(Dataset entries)
::::::::::

PR #1241, opened 2026-04-13
feat: parallelize fakequant export across GPUs via ThreadPoolExecutor

kinjalpatel27:
### What does this PR do?

Type of change: New feature

Refactors `export_hf_vllm_fq_checkpoint()` Step 1 (weight fake-quantization) to process weights concurrently across GPUs using `ThreadPoolExecutor`.

**Motivation**: When exporting large models with compute-heavy quantization backends (e.g., barboqt exhaustive search), the export loop processes one weight tensor at a time on a single GPU while other GPUs sit idle. On clusters with idle GPU reapers (e.g., cw-dfw), this causes jobs to be killed after 30 minutes of idle GPU time. Parallel export keeps all GPUs active during the quantize phase.

**Changes**:
- Collects all quantizer work items, groups by device
- One thread per GPU, each processes its weight partition concurrently
- Falls back to sequential on single GPU or CPU (no thread overhead)
- Adds `parallel: bool = True` parameter (default on, backwards compatible)
- GIL released during CUDA kernels → true parallelism
- `state_dict[key] = value` writes are atomic (single-key dict assignment)

**Measured speedup** on Qwen3-8B with `barboqt_exhaustive_2b` (8× H100 DGX):
- Quantize step: 293s → 49s (**6.0x**)
- Total export: 312s → 66s (**4.7x**)

Verified bitwise identical output (SHA256 checksums match) across FP8, NVFP4, NVFP4+rotation, psx_luts, psx_formats, luts/lo-bcq, and barboqt backends.

### Usage

```python
from modelopt.torch.export import export_hf_vllm_fq_checkpoint

# Default: parallel=True (uses all GPUs automatically)
export_hf_vllm_fq_checkpoint(model, export_dir="./export")

# Opt out if needed:
export_hf_vllm_fq_checkpoint(model, export_dir="./export", parallel=False)
```

No changes needed in `hf_ptq.py` or downstream scripts — `parallel=True` is the default and falls back gracefully on single GPU.

### Testing

- **Unit test (new)**: `tests/gpu/torch/export/test_vllm_fakequant_hf_parallel_export.py`
  - `test_parallel_vs_sequential_identical`: Requires ≥2 GPUs, verifies bitwise identical HF weights + quantizer state between parallel and sequential export
  - `test_single_gpu_fallback`: Verifies `parallel=True` on single GPU works without error
- **Existing test**: `test_vllm_fakequant_hf_export.py` passes unchanged (uses `parallel=True` default, falls back to sequential on single GPU)
- **Manual validation**: SHA256 file checksums verified identical for FP8, NVFP4, NVFP4_rotate presets on 8× H100

- Is this change backward compatible?: ✅ (`parallel=True` default; single GPU falls back to sequential; no API break)
- If you copied code from any other sources or added a new PIP dependency, did you follow guidance in `CONTRIBUTING.md`: N/A (no copied code, no new deps)
- Did you write any new necessary tests?: ✅ (2 new GPU tests)
- Did you update [Changelog](https://github.com/NVIDIA/Model-Optimizer/blob/main/CHANGELOG.rst)?: ❌ (will update if requested)

### Additional Information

::::::::::

Please say how many lines in the records above contain the word "quantizer". Give the number alone.

2